→ **PROBLEM DESCRIPTION**
The required lines are those that contain "drive"; pull them out of the data and copy them.

─── DATA TO USE ───

PR #234, opened 2023-10-24
Feat/drive announce

ibeckermayer:
Adds the beginnings of drive redirection.

### DIFF
--- a/crates/ironrdp-pdu/src/utils.rs
+++ b/crates/ironrdp-pdu/src/utils.rs
@@ -23,6 +23,14 @@ pub fn combine_u64(lo: u32, hi: u32) -> u64 {
     u64::from_le_bytes(position_bytes)
 }
 
+pub fn to_utf8_bytes(value: &str, write_null_terminator: bool) -> Vec<u8> {
+    let mut bytes = value.as_bytes().to_vec();
+    if write_null_terminator {
+        bytes.push(0u8);
+    }
+    bytes
+}
+
 pub fn to_utf16_bytes(value: &str) -> Vec<u8> {
     value
         .encode_utf16()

───

→ **RESPONSE TO THE EXERCISE**
Feat/drive announce
Adds the beginnings of drive redirection.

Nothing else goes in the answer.